One-Line Summary: Explore fine-tuning with LoRA, production serving with vLLM, and a cost comparison showing when self-hosting beats API providers.
Prerequisites: Completed Steps 1-7 with Ollama running and custom models created
What You Built
Over the last seven steps, you went from zero to a working local LLM deployment:
| Component | What You Did |
|---|---|
| Ollama | Installed and configured the local LLM runtime |
| Model serving | Pulled and ran Llama 3.1 8B with a single command |
| Python integration | Called your model from Python using the OpenAI client |
| Quantization | Understood and compared quality vs. size tradeoffs |
| Benchmarking | Measured real performance on your hardware |
| Custom models | Created specialized models with Modelfiles |
One tool, one model, one API. No Docker, no complex infrastructure.
Production Serving with vLLM
When you are ready to serve your model to multiple users concurrently, look into vLLM. It is a production inference engine that uses PagedAttention for efficient GPU memory management:
- Continuous batching — handles many concurrent requests (Ollama queues them)

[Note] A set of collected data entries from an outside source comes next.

PR #5809, opened 2026-07-25
fix(ci): green main — cache validation and replay reports

krisztiankoos:
## Summary
- share the committed source-inventory index across all 51 decision ledgers
- preserve the lifecycle fail-closed assertions while replaying the shadow report once

## Validation
- `.venv/bin/python -m pytest tests/test_source_inventory_review_decisions.py tests/orchestration/test_curriculum_lifecycle_pilot.py -q` → 36 passed (twice)
- `.venv/bin/ruff check scripts/audit/source_inventory_review_decisions.py tests/test_source_inventory_review_decisions.py tests/orchestration/test_curriculum_lifecycle_pilot.py`
- `.venv/bin/python scripts/audit/lint_opsec_leaks.py --staged`

No auto-merge requested.

### DIFF
--- a/scripts/audit/source_inventory_review_decisions.py
+++ b/scripts/audit/source_inventory_review_decisions.py
@@ -90,7 +90,15 @@ def validate_committed_decision_files(
     if not decision_paths:
         raise SourceInventoryError("no source-inventory review decision files found")
 
-    summaries = [validate_decision_file(path) for path in decision_paths]
+    # Every committed decision ledger is checked against the same immutable
+    # inventory corpus. Loading that corpus per ledger was needlessly expensive
+    # (and pushed the complete CI shard past pytest's per-test timeout). Keep one
+    # shared index for this validation pass; `validate_decision_file` extends it
+    # only when a ledger references a present staged inventory.
+    source_index = _source_record_index(
+        read_source_inventories(COMMITTED_SOURCE_INVENTORIES, project_root=PROJECT_ROOT)
+    )
+    summaries = [validate_decision_file(path, source_index=source_index) for path in decision_paths]
     decision_counts: Counter[str] = Counter()
     total_rows = 0
     for summary in summaries:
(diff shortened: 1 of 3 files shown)


krisztiankoos:
## The actual review body — recovered from the bridge; it was NOT published to this PR

The 145-character verdict comment above is the output of `publish-review-verdict`, which posts
only the verdict line plus provenance. **The reviewer's analysis was dropped by that publishing
step, not omitted by the reviewer.** Restoring it here so this gate is actually auditable.

- reviewer: `claude-sonnet-5` (anthropic family; author is codex/GPT, so cross-family holds)
- schema `code-review-findings.v1` · confidence **0.78** · correctness **correct** · findings **0**

### Analysis as written by the reviewer

> The refactor introduces a shared, incrementally-populated source_index across all decision files validated in one validate_committed_decision_files() call, replacing per-file re-reads of the immutable committed inventory corpus. The `raw_path not in indexed_inventory_paths` gate correctly skips re-reading any inventory whose records are already fully loaded (since read_source_inventories loads a whole file's records at once, indexed_inventory_paths always reflects complete coverage for any path it contains), and dict.fromkeys still dedups reads within a single file. The public single-file API (validate_decision_file/_index_and_absent_inventories with source_index=None) is unchanged in behavior, and resolve_staged_inventory_path's path-containment check still runs unconditionally per row regardless of cache hits, so the traversal safety boundary is preserved. The absent-inventory fail-open path (used for regenerable, gitignored staged corpora) is unaffected. The lifecycle test change replaces a second expensive build_shadow_report() call with deepcopy(valid_report) purely to avoid a redundant rebuild; deepcopy yields an independent object equivalent to a second call (backed by the existing reproducibility assertion in test_shadow_report_is_exactly_reproducible_at_one_source_tree), so this reduces replay cost without weakening any assertion, exception matching, or mutation isolation between the two tamper scenarios. The new test_committed_decision_validation_reuses_shared_source_index directly pins the intended single-read caching behavior. No validation gap, security regression, or test weakening was found.

---

### Why this matters beyond this PR

As published, this review was indistinguishable from a rubber stamp — I said so on this PR and
in #5802, and I was wrong about the reviewer. The substance existed the entire time and simply
never reached the PR.

A verdict published without its evidence turns a real review into an unfalsifiable assertion,
and it makes a diligent reviewer look negligent. It also actively defeats the mitigation I had
proposed in #5802 ("confirm the gate from the PR itself"), because the PR is precisely where
the evidence is missing. Filed against the bridge publishing path.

- 2-4x higher throughput than naive serving
- OpenAI-compatible API — same client code works
- Requires a GPU with 16+ GB VRAM (A10, L4, RTX 4090, or A100)
# Install and run vLLM (requires NVIDIA GPU)
pip install vllm
python -m vllm.entrypoints.openai.api_server \
--model meta-llama/Llama-3.1-8B-Instruct \
--host 0.0.0.0 --port 8000Use Ollama for development and experimentation. Switch to vLLM when you need to serve multiple users.
Fine-Tuning with LoRA
Instead of training all 8 billion parameters, LoRA (Low-Rank Adaptation) trains a small set of adapter weights that modify the base model's behavior. The result is a ~50 MB adapter file that customizes the model for your specific use case.
# Conceptual overview — requires a GPU and training dataset
# pip install peft transformers trl
from peft import LoraConfig
from transformers import AutoModelForCausalLM, AutoTokenizer
from trl import SFTTrainer, SFTConfig
model = AutoModelForCausalLM.from_pretrained(
"meta-llama/Llama-3.1-8B-Instruct",
torch_dtype="auto",
device_map="auto",
)
lora_config = LoraConfig(
r=16,
lora_alpha=32,
target_modules=["q_proj", "k_proj", "v_proj", "o_proj"],
task_type="CAUSAL_LM",
)
# Train on your data
trainer = SFTTrainer(
model=model,
train_dataset=your_dataset,
peft_config=lora_config,
args=SFTConfig(output_dir="./adapter", num_train_epochs=3),
)
trainer.train()
trainer.save_model("./adapter") # Only ~50 MBCost Comparison: Self-Hosted vs API
| Approach | Monthly Cost (1M tokens/day) | Latency | Privacy |
|---|---|---|---|
| OpenAI GPT-4o | ~$450/mo | 500-2000ms | Data sent to OpenAI |
| OpenAI GPT-4o-mini | ~$45/mo | 300-1000ms | Data sent to OpenAI |
| Self-hosted (cloud GPU) | ~$250/mo | 50-200ms | Your infrastructure |
| Self-hosted (own hardware) | ~$80/mo (electricity) | 50-200ms | Never leaves your machine |
The breakeven:
- Low volume (<100K tokens/day): APIs are cheaper and simpler
- Medium volume (100K-1M tokens/day): Self-hosting starts to win
- High volume (>1M tokens/day): Self-hosting is significantly cheaper
- Any volume with privacy needs: Self-hosting is the only option
Models to Try Next
# Strong alternatives to Llama 3.1 8B
ollama pull mistral # 7B, fast, great for code
ollama pull qwen2.5:7b # Excellent multilingual
ollama pull gemma2:9b # Google's open model
ollama pull phi3:14b # Microsoft's compact model
ollama pull deepseek-coder-v2:16b # Strong for code generationWhere to Go From Here
- Build an app — connect your local LLM to a web frontend or CLI tool
- RAG pipeline — combine your LLM with document retrieval for Q&A on your own data
- Multi-model setup — use different models for different tasks (small for routing, large for generation)
- Production deployment — move to vLLM + Docker when you need to serve concurrent users
- Fine-tune — train a LoRA adapter on your own data for domain-specific quality
You have the foundation. The open-source LLM ecosystem moves fast — the model you deploy today will be surpassed next quarter. But the serving knowledge and API patterns you have built here carry forward to every future model.